HOME / SCUTTLEBUTT / JUNE 2007

Tom Fexas Yacht Design
Continues Going Strong

Fortunately for Tom Fexas’ admirers, the legacy of this bold iconoclast will continue. In addition to projects under construction at the time of his passing last November, Tom Fexas Yacht Design recently signed contracts for 55- and 64-foot yachts.

Naval architect David Glasco is now heading the design office and the team that worked for more than two decades directly with Tom. According to Regina Fexas, who has taken on the job as company president, in addition to new concepts, the design files include more than one hundred profiles and arrangements, still unseen by the general public, drawn by Tom and ready for project development. Tom Fexas Yacht Design is located in Stuart, Florida.

 

Miami River = Jobs
Jobs =Votes = Dredging

At press time we were advised by Congresswoman Ileana Ros-Lehtinen that $3.5 million in funding for the continued dredging of the Miami River will be received by the U.S. Army Corps of Engineers. The $3.5 million are in federal funds appropriated in 2007 and will allow for the Corps of Engineers to re-commence their work in June and July of this year.
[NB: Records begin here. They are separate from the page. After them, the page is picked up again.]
PR #708, opened 2020-07-17
fix: Wire touch events for drag and drop on mobile devices

zinabat:
## Context
So, fun fact: `DragEvent` [is not a thing](https://developer.mozilla.org/en-US/docs/Web/API/DragEvent#Browser_compatibility) for most **mobile browsers** with the exception of Chrome and Firefox on newer phones. This pull request hooks into the `TouchEvent` API to synthetically reproduce `drag` events on phones.

- `touchstart`: Waits for the user to hold for a moment before `dragstart` happens
- `touchmove`: Fires on the `drag-target` being moved (aka _touched_). We dig into the DOM of the `list` in order to detect what we're dragging over. Depending on where we are, it will fire:
  - `dragover`: on the `drop-grid` we are dragging over
  - `dragenter`: on list items and `drop-grid` areas
- `touchend`: Will fire a `drop` if we're over a `drop-grid`, followed by a `dragend` on the `drag-target`
- `touchcancel`: Happens in various ways on devices when a touch is cancelled, such as by a flick

A custom solution was used because currently, this is the only known place where native drag events exist.

**Usability Notes**
- Users on mobile touch devices can **scroll normally** as long as they don't hold down on a draggable item.
- Because of this new feature, holding on an item will **not allow users to open their context menu** (i.e., copy, inspect, etc.). This is the same expectation for phones with native `DragEvent` support
- Users can also **scroll if they drag** the item to the bottom or top of the viewport.
- The **drag image does not show** for mobile phones with this PR - that is work that will likely come later. Because of the placement line, this isn't needed for usability.

## UX Result
Kapture 2020-07-16 at 21 03 25

## Quality
- Manually tested on Chrome with the Device toolbar
- Manually tested on iOS with an LMS build that includes this change

**Important Testing Note**
Because this assumes that the `ondragenter` property is not a function for browsers that don't support it, the context menu will appear in the Chrome device window if you hold on an item for too long without dragging. This _shouldn't_ occur on phones, but just something to keep in mind for testing.


components/list/list-item-drag-drop-mixin.js
```diff
@@ -111,6 +130,17 @@ export const ListItemDragDropMixin = superclass => class extends superclass {
...
+	_findListItemFromCoordinates(x, y) {
+		const listNode = findComposedAncestor(this.parentNode, (node) => node && node.tagName === 'D2L-LIST');
+		return listNode.shadowRoot.elementFromPoint(x, y);
+	}
+
+	_onContextMenu(e) {
+		if (isDragSupported()) return;
+		e.preventDefault();
+		e.stopPropagation();
+	}
```
zinabat, line 142: Separate fun fact. Did you know `contextmenu` is an event??? 🍪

Ros-Lehtinen and Congresswoman Debbie Wasserman Schultz announced the funding–critical for maintaining shipping and access to boatyards on the Miami River–just days after Congressional leaders took a tour of the river with Army Corps officials. Merrill-Stevens shipyard workers lined the river with banners to make their point about the need to rescue the river.

 

Boating Initiative Grants

Morehead City and Washington, North Carolina, and Clearwater, Florida, are three of the nine recipients of grants from the U.S. Department of Fish and Wildlife earmarked to build and maintain facilities for recreational cruisers. In Clearwater, a project also utilizing city matching grants will provide 2,600 linear feet of temporary docking for visiting yachtsmen and 12 fixed slips. In North Carolina, the money will go toward 10 transient docks in Morehead City and a finger pier with 12 transient slips on the Pamlico River in Washington.

 

Aging Gracefully, Part 2

In the last issue we noted some milestone industry birthdays and here’s another one. It’s been 100 years since Edvard Hubendick developed the first wholly Swedish-built boat engine for a foundry company called Skofvde Gjuteri & Mekaniska Verkstad. Aren’t we all glad they chose something simple like “Penta” as the name of this one-cylinder, three-horsepower engine?
The first engine was followed by three new models, and by 1920, 3,268 Pentas were in service. Fast forward to 1959 and the unveiling of the Aquamatic drive unit at the New York Boat Show. With this engine, designed by Miamian Jim Wynne, Volvo Penta became a synonymous with the word sterndrive. Today, Volvo-Penta’s annual turnover is reportedly more than $1.4 billion.